#### [WORK ORDER]
Only one stretch of the data is wanted: the line containing "- We firstly", the line containing "- This check", and every line between them, copied exactly.

Source data:

PR #1217, opened 2020-03-03
[3069] Sort courses by distance

asmega:
### Context

- https://trello.com/c/8wGCf2P3/3069-m-sort-courses-by-distance-to-sites
- Backend can now sort results by distance from origin

- Able to sort results by distance from origin
- Does not implement parameter checking

### Guidance to review

- Given you have a dataset with geocoded sites
- via rails console `Course.limit(100).by_distance(origin: [54.9713392, -1.6112336])`
- or other origin. this should return results sorted by distance from origin with closest first
- the should be using the geocoded data from `Site`

### Checklist

- [X] Attach to Trello card
- [x] Rebased master
- [X] Cleaned commit history

### DIFF
--- a/spec/services/course_search_service_spec.rb
+++ b/spec/services/course_search_service_spec.rb
@@ -44,6 +44,18 @@ describe CourseSearchService do
         end
       end
 
+      context "by distance" do
+        let(:sort) { "distance" }
+        let(:filter) do
+          { latitude: 54.9713392, longitude: -1.6112336 }
+        end
+
+        it "orders in descending order" do
+          expect(findable_scope).to receive(:by_distance).with(origin: [54.9713392, -1.6112336]).and_return(expected_scope)
+          expect(subject).to eq(expected_scope)
+        end
+      end
+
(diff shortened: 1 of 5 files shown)


spec/services/course_search_service_spec.rb
```diff
@@ -44,6 +44,18 @@
...
+        let(:filter) do
+          { latitude: 54.9713392, longitude: -1.6112336 }
+        end
+
+        it "orders in descending order" do
+          expect(findable_scope).to receive(:by_distance).with(origin: [54.9713392, -1.6112336]).and_return(expected_scope)
+          expect(subject).to eq(expected_scope)
+        end
+      end
+
```
misaka: Worth also adding a section to the request spec for ordering?

https://github.com/DFE-Digital/teacher-training-api/blob/2890-add-openapi-spec-for-courses/spec/requests/api/v3/courses/index_spec.rb#L93

asmega: yep, now added

PR #1220, opened 2020-03-03
[3061] Able to disable pagination for v3

asmega:
### Context

- https://trello.com/c/zOB0CYyM/3061-fix-sitemap-backend
- We firstly need to solve the problem of being able to disable pagination before we even begin to fix the sitemap
- This PR allows v3 endpoints to disable pagination if desired
- There will be a subsequent PR to fix the sitemap

- If requested pagination is over the default number we check if this is allowed
- This check is done by implementing `allowed_to_disable_pagination?`
- If not implemented or returns false then we fallback to the default

### Guidance to review

- Existing endpoints should still be paginated to 100
- Implement `allowed_to_disable_pagination?` on a controller to return true
- if `params[:page][:per_page]` provided pagination should be respected
- There will be a subsequent PR to fix the sitemap

### Checklist

- [X] Attach to Trello card
- [X] Rebased master
- [X] Cleaned commit history

### DIFF
--- a/app/controllers/api/v3/application_controller.rb
+++ b/app/controllers/api/v3/application_controller.rb
@@ -3,11 +3,29 @@ module API
     class ApplicationController < ActionController::API
       rescue_from ActiveRecord::RecordNotFound, with: :jsonapi_404
 
+      before_action :check_disable_pagination
+
       def jsonapi_404
         render jsonapi: nil, status: :not_found
       end
 
     private
+
+      def check_disable_pagination
+        return unless params[:page]
+
+        if params[:page][:per_page].to_i > Kaminari.config.default_per_page
+          return if allowed_to_disable_pagination?
+
+          params[:page][:per_page] = Kaminari.config.default_per_page
+        end
+      end
+
+      # Override if you want to allow an endpoint to disable pagaination
+      # e.g. by checking params
+      def allowed_to_disable_pagination?
+        false
+      end
 
       def build_recruitment_cycle
         @recruitment_cycle = RecruitmentCycle.find_by(
--- a/config/initializers/kaminari_config.rb
+++ b/config/initializers/kaminari_config.rb
@@ -2,7 +2,7 @@
 
 Kaminari.configure do |config|
   config.default_per_page = 100
-  config.max_per_page = 100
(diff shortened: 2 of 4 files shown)


app/controllers/api/v3/application_controller.rb
```diff
@@ -3,12 +3,22 @@ module V3
...
 
     private
 
+      def check_disable_pagination
+        if params[:page] && params[:page][:per_page].to_i > Kaminari.config.default_per_page
+          unless respond_to?(:allowed_to_disable_pagination?) && allowed_to_disable_pagination?
+            params[:page][:per_page] = Kaminari.config.default_per_page
+          end
+        end
+      end
```
misaka: How about using this as a guard:

```
return unless respond_to?(:allowed_to_disable_pagination?)
```

And then you can take it out of the unless on line 16, reducing it's Cognitive Complexity. :)

misaka: Actually, could also have the guard:

```
return unless params[:page]
```

asmega: i can do the second guard you suggested. however not the first guard as if that fails we need to fallback to the default

asmega: This has now been changed. `ApplicationController` implements `allowed_to_disable_pagination ?` and returns false. Subclasses can override accordingly. The guards have now been put in place

config/initializers/kaminari_config.rb
```diff
@@ -2,7 +2,7 @@
 
 Kaminari.configure do |config|
   config.default_per_page = 100
-  config.max_per_page = 100
```
misaka: Is 100,000 a bit big?

config/initializers/kaminari_config.rb
```diff
@@ -2,7 +2,7 @@
...
+  config.max_per_page = 100_000
```
misaka: Is 100,000 a bit big?

misaka: I was mixed up, thought this was being used in the way `default_per_page` is used. All good!

PR #1229, opened 2020-03-09
[3086] De-duplicate search results

asmega:
### Context

- https://trello.com/c/c8h5V8zx/3086-qa-order-by-distance-not-always-correct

#### [EXPECTED ANSWER]
- We firstly need to solve the problem of being able to disable pagination before we even begin to fix the sitemap
- This PR allows v3 endpoints to disable pagination if desired
- There will be a subsequent PR to fix the sitemap

- If requested pagination is over the default number we check if this is allowed
- This check is done by implementing `allowed_to_disable_pagination?`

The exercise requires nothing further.